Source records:
PR #2, opened 2023-02-28
add timeout parameter in requests post

satarupaguha11:
Add timeout parameter in requests post, with its value set to 10. This is to handle the situation when the server has not issued a response for 10 seconds, i.e. no bytes have been received on the underlying socket for 10 seconds. Making this configurable did not seem necessary at this point.


riedgar-ms:
I think that the restructuring of the codebase means that this no longer works.

PR #22, opened 2023-05-17
Support MPT-7B

evanmays:
These models need access to huggingface's `trust_remote_code` flag.

```python
guidance.llm = guidance.llms.Transformers("mosaicml/mpt-7b", trust_remote_code=True)
```


evanmays:
Whoops did not see MPT subclass

PR #28, opened 2023-05-18
Add openai.organization

riya-amemiya:
> [Requesting organization](https://platform.openai.com/docs/api-reference/requesting-organization)
For users who belong to multiple organizations, you can pass a header to specify which organization is used for an API request. Usage from these API requests will count against the specified organization's subscription quota.

<https://platform.openai.com/docs/api-reference/requesting-organization>


slundberg:
Thanks!

PR #42, opened 2023-05-18
Add support for Koala

Mihaiii:
Based on https://github.com/young-geng/EasyLM/blob/main/docs/koala.md#koala-chatbot-prompts


Mihaiii:

slundberg:
Thanks!

PR #60, opened 2023-05-19
add proverb_playground.png to explain the actual process

temberature:


temberature:

marcotcr:
Sorry, how does this explain the process better than the gif we have in the readme right now?

temberature:
While I appreciate the current gif in the readme, I believe that the playground demo offers several enhancements in conveying the process. Here's why:

1. The current gif doesn't clarify the default temperature setting. This omission can cause confusion regarding the consistent output of the 'gen' function.

2. Initially, the term "rewrite" puzzled me. In its current context, it can easily be misconstrued as a function instead of a variable, which can be clarified further in the playground demo.

3. The template grammar used here deviates from the standard one, primarily due to its input being derived from the context. I believe it warrants a more comprehensive explanation to prevent potential misunderstandings.

Issue #58, opened 2023-05-19
Add support for ggml models


hippalectryon-0:
Issue: we can't import [ggml](https://github.com/ggerganov/ggml) (ex: llama-cpp) models.

abetlen:
@hippalectryon-0 I got a basic version of this working last night using the llama-cpp-python server and the OpenAI llm implemented here
https://github.com/abetlen/llama-cpp-python/discussions/241

Unfortunately, most of the really interesting features like the RegexProcessor, Token Healing, etc are only available for transformer based models. It looks like there are two options:

- Extend the `guidance.llms.LLM` class directly with a `LlamaCpp` class that wraps `llama_cpp.Llama`. This may be the correct approach but there's not too much in the way of documentation on how to implement this so I'd have to model it off of `guidance.llms.Transformer`
- Create a fake `LlamaCppTransformer` that looks like a hugginface `transformers.Transformer` enough to be used by guidance.

hippalectryon-0:
Yeah I've been trying the first option for a few hours but as you said it requires quite a bit of code-digging, haven't made much progres.

Maximilian-Winter:
I tried the second option to implement my own provider for llama-cpp-python in guidance but haven't got very far.

bluecoconut:
I think that this package: https://github.com/marella/ctransformers `ctransformers` (new as of a few days ago) has the look and API feel of huggingface transformers, but works directly on ggml models and feels pretty good to use. (simple, works, etc.) 

This also has more than just llama, and supports things like `starcoder` and more models

hippalectryon-0:
It doesn't support llama-cpp though :)

abetlen:
`ctransformers` is really cool but yes it currently doesn't support `llama.cpp` only `ggml` based models. Additionally, the current `Llama` class does have the same signature, ie `eval`, `sample`, and `generate` so I'm not sure it would be any more compatible than `llama-cpp-python`.

bluecoconut:
Ah yeah, I guess I read this issue as `ggml` models and not just `llama.cpp` when i replied with the suggestion -> tbh, i didn't appreciate the difference between these, I had always thought `llama.cpp` was "on top" of `ggml`, assuming anything ggml is the superset of llama.cpp (an assumed subset). That said, looking more at this, it does seem like there's subtly I didn't understand before. 

[...]

PR #66, opened 2023-05-19
Export LLMSession and SyncSession

abetlen:
Hi @slundberg and all, first off great work on this project, I'm very excited to see how it develops.

As per #58 it would be very useful to be able to extend guidance to support additional LLM models to make use of all of the features like token healing and regex sampling.

I understand this project is quite new and you probably want to avoid the cost of maintaining N implementations. If it's an acceptable solution, can we export `LLMSession` and `SyncSession` so external projects can add support on their own?

### DIFF
--- a/guidance/llms/__init__.py
+++ b/guidance/llms/__init__.py
@@ -1,7 +1,7 @@
 from ._openai import OpenAI
 from ._transformers import Transformers
 from ._mock import Mock
-from ._llm import LLM
+from ._llm import LLM, LLMSession, SyncSession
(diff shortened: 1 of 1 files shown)


abetlen:

slundberg:
Thanks! And sorry to be slow here.

Exporting seems like a good plan. The only catch is that I am not sure the LLMSession is perfectly frozen yet, but we can also version check later if needed. I'll merge now (just note that #123 might change some parts of the API depending on how it lands).

PR #68, opened 2023-05-19
fix: Add missing msal dependency.

shawnohare:
Add `msal` as a dependency since it is imported in the constructor for `guidance.llms.AzureOpenAI`.

### DIFF
--- a/setup.py
+++ b/setup.py
@@ -36,6 +36,7 @@ setup(
         "platformdirs",
         "tiktoken>=0.3",
         "nest_asyncio",
+        "msal",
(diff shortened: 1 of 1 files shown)


slundberg:
Thanks! I was hesitating about how many LLM-specific deps we want, but this one seems fairly light weight.

shawnohare:
> Thanks! I was hesitating about how many LLM-specific deps we want, but this one seems fairly light weight.

It's a fair point. In that case I would suggest just making use of various optional deps.

PR #74, opened 2023-05-20
Ensure get_ipython is available even in callbacks

jmandel:
It'd be good to ensure that streaming results are available even in the context of an ipywidget callback, like https://github.com/jmandel/guidance-guidance/blob/main/Quiz%20with%20Form%20WIP.ipynb

Importing the `get_ipython` function fixes this for me.


slundberg:
Thanks! LGTM

PR #1291, opened 2025-06-30
[CQ] Ensure some lints included

riedgar-ms:
Explicitly add  BLE001, F401 and F541 to the list of lints used by `ruff`.

Also fix B904 in a handful of places.

### DIFF
--- a/guidance/models/_azureai.py
+++ b/guidance/models/_azureai.py
@@ -45,10 +45,10 @@ class AzureOpenAIInterpreter(OpenAIRuleMixin, OpenAIJSONMixin, OpenAIRegexMixin,
     ):
         try:
             import openai
-        except ImportError:
+        except ImportError as ie:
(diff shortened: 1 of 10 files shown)


hudson-ai:
Could add B904 to the toml?

Edit: even more important I think would be BLE001 (we have some in appropriate places actually, but those should be explicitly silenced methinks)

riedgar-ms:
> Could add B904 to the toml?
> 
> Edit: even more important I think would be BLE001 (we have some in appropriate places actually, but those should be explicitly silenced methinks)

The 'B' tests are already all included - it's the first line in the section I edit.

riedgar-ms:
And `BLE` refers to:
https://docs.astral.sh/ruff/rules/blind-except/
and not "Bluetooth Low Energy" .....

hudson-ai (approved):

PR #1295, opened 2025-07-01
[AOAI] Expose factory functions for AOAI

riedgar-ms:
Export the two new factories for Azure models from `guidance.models`. That is `create_azure_aifoundry_model` and `create_azure_openai_model`.

Update tests etc. accordingly.


hudson-ai (approved):
Looks good! Still want to think towards standardizing all model creations to be factories, but I don't mind the inconsistancy too much for now. I think within the next one or two releases though.

PR #1297, opened 2025-07-01
Widget early race condition fix and latency display

nopdive:
To fix:
- Race condition drives some widgets to never receive messages, will fire a request after 400ms to the server if this happens.
- Latency now showing


testonlyinprod:
@nking-1 fix introduced for early race condition. This should resolve all the known render issues we had.

There's some debug functions that need to be updated in `renderer.py`. For another PR?

In another PR, I'll take a deeper look for memory leaks possibly introduced with ipywidgets. We might not be releasing widgets when they're no longer in use due to an existing limitation (https://github.com/jupyter-widgets/ipywidgets/issues/1345).

PR #1300, opened 2025-07-02
[Tidy] Sort contents of `__all__`

riedgar-ms:
While imports have been sorted, the contents of the `__all__` lists weren't. Take care of this, and remove any duplicates. There is a `ruff` rule for this, so turn that on.


guidance/library/__init__.py
```diff
@@ -20,35 +20,34 @@
...
-    "zero_or_more",
+    "string",
     "substring",
-    "Tool",
-    "gen_video",
+    "system",
+    "token_limit",
+    "user",
     "video",
-    "lark",
```
riedgar-ms, line 53: This is actually what got me started doing this - `lark` appears twice in this list.

hudson-ai:
I'm somewhat surprised that this isn't in the scope of `ruff check --select I` -- did you handle this with another lint code, or did you fix by hand?

hudson-ai (approved):

hudson-ai:
https://docs.astral.sh/ruff/rules/unsorted-dunder-all/

.github/workflows/code_quality.yml
```diff
@@ -43,7 +43,7 @@ jobs:
           # This is separate from formatting. See:
           # https://docs.astral.sh/ruff/formatter/#sorting-imports
           if ! ruff check --select I --select RUF022; then
-            echo "::warning title=ruff import::Files need import sorting (run 'ruff check --select I' locally)"
+            echo "::warning title=ruff import::Files need import sorting (run 'ruff check --select I --select RUF022' locally)"
```
hudson-ai, line 46: Select can take a comma-separated list btw (doesn't matter much though)

riedgar-ms: Hmmm.... having trouble getting that to work (might be PS, though). I won't worry about changing this for the moment.

PR #1302, opened 2025-07-02
add repetition_penalty to SamplingParams

JC1DA:


tests/model_specific/test_transformers.py
```diff
@@ -254,3 +254,26 @@ def test_min_p_filtering():
     transformers_logits = min_p_warp(None, logits)[0].numpy()
     guidance_logits = apply_min_p_filter(logits[0].numpy(), {"min_p": min_p})
     assert np.all(transformers_logits == guidance_logits), "Logits do not match after min_p filtering"
+
+
+def test_repetition_penalty_filtering():
```
hudson-ai, line 259: Could you parameterize this test to try a few different values of repetition penalty: <1, =1, >1?
(Note: not a bad idea to do something similar for the other params)

JC1DA: maybe in the next PR? I'll do for all previous tests at once.

hudson-ai: Works for me

hudson-ai (approved):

_What the exercise asks:_ Among the lines of the preceding data, which ones hold the word "jmandel"? List them.

_Written response:_
jmandel:
It'd be good to ensure that streaming results are available even in the context of an ipywidget callback, like https://github.com/jmandel/guidance-guidance/blob/main/Quiz%20with%20Form%20WIP.ipynb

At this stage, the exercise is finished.